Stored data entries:

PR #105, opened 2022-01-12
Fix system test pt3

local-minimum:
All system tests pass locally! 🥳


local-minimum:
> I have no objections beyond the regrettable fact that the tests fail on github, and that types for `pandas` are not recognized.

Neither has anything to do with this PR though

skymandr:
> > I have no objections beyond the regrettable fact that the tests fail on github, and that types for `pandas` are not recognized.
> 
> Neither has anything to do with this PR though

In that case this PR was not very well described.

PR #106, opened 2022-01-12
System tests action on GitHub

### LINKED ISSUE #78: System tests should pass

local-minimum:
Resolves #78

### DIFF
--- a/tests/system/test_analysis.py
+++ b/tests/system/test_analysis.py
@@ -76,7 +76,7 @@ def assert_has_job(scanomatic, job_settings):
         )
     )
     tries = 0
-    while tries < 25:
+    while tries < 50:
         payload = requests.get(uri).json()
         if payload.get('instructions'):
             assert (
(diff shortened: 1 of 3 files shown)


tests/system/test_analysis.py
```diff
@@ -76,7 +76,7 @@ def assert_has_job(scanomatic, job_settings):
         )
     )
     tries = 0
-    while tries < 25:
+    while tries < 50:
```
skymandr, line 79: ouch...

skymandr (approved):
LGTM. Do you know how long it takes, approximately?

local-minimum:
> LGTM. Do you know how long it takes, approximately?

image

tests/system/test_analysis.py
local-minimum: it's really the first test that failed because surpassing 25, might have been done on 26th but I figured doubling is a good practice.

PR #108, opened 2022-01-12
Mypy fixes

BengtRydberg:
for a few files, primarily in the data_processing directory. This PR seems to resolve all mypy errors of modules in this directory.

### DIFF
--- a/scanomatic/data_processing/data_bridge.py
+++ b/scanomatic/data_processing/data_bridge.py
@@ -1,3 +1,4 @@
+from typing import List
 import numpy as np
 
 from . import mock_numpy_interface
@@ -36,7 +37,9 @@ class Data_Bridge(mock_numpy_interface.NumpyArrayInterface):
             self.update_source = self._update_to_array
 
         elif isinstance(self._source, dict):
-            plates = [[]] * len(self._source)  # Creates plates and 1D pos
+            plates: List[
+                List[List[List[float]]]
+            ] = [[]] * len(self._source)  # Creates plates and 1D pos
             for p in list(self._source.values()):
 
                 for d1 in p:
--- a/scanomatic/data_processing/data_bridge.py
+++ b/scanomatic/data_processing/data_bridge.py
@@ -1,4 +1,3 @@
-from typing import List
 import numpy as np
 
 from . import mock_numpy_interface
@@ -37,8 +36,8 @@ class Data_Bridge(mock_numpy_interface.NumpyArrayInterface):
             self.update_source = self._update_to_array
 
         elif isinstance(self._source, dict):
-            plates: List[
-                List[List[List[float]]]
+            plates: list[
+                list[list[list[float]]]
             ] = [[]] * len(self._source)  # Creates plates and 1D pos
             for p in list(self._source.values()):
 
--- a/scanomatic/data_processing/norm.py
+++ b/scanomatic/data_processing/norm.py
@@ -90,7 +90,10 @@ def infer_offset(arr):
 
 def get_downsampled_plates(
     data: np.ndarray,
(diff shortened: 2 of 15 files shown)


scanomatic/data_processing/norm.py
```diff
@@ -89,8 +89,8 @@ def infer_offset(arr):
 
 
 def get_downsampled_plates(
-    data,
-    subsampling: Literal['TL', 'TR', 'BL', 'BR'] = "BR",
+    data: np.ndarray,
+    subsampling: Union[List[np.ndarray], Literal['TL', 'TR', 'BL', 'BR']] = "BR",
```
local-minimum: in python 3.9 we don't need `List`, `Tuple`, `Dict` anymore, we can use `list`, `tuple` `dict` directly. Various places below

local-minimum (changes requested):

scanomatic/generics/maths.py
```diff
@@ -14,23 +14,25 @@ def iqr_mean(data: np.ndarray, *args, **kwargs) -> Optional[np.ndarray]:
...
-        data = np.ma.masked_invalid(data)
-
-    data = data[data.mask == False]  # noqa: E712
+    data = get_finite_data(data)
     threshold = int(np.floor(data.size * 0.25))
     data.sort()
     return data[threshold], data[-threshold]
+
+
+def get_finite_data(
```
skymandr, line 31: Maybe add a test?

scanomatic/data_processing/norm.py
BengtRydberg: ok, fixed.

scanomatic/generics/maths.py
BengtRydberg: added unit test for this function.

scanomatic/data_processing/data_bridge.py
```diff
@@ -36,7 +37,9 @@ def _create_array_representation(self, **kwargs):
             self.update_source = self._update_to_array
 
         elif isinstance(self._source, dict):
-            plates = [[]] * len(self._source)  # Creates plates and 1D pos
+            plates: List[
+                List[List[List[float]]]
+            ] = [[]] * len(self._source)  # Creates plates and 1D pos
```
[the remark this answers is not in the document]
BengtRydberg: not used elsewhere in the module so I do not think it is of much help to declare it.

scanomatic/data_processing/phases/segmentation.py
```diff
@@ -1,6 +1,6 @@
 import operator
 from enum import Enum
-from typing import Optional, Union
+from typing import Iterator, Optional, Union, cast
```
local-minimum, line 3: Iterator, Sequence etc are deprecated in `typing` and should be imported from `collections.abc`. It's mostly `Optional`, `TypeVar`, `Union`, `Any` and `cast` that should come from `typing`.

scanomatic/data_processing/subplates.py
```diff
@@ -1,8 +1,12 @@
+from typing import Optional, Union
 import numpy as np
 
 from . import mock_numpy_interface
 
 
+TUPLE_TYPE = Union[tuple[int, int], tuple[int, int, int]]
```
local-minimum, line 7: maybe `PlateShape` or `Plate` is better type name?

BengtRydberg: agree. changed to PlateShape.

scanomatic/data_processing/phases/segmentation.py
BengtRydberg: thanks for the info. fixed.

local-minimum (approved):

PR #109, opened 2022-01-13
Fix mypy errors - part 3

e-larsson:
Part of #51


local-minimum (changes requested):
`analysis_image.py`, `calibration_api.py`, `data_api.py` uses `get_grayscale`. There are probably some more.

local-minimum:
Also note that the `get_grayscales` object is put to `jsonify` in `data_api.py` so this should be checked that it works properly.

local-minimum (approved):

Exercise -> Wherever the string "long" appears in the records above, copy the line it sits in.

Written reply ->
LGTM. Do you know how long it takes, approximately?
> LGTM. Do you know how long it takes, approximately?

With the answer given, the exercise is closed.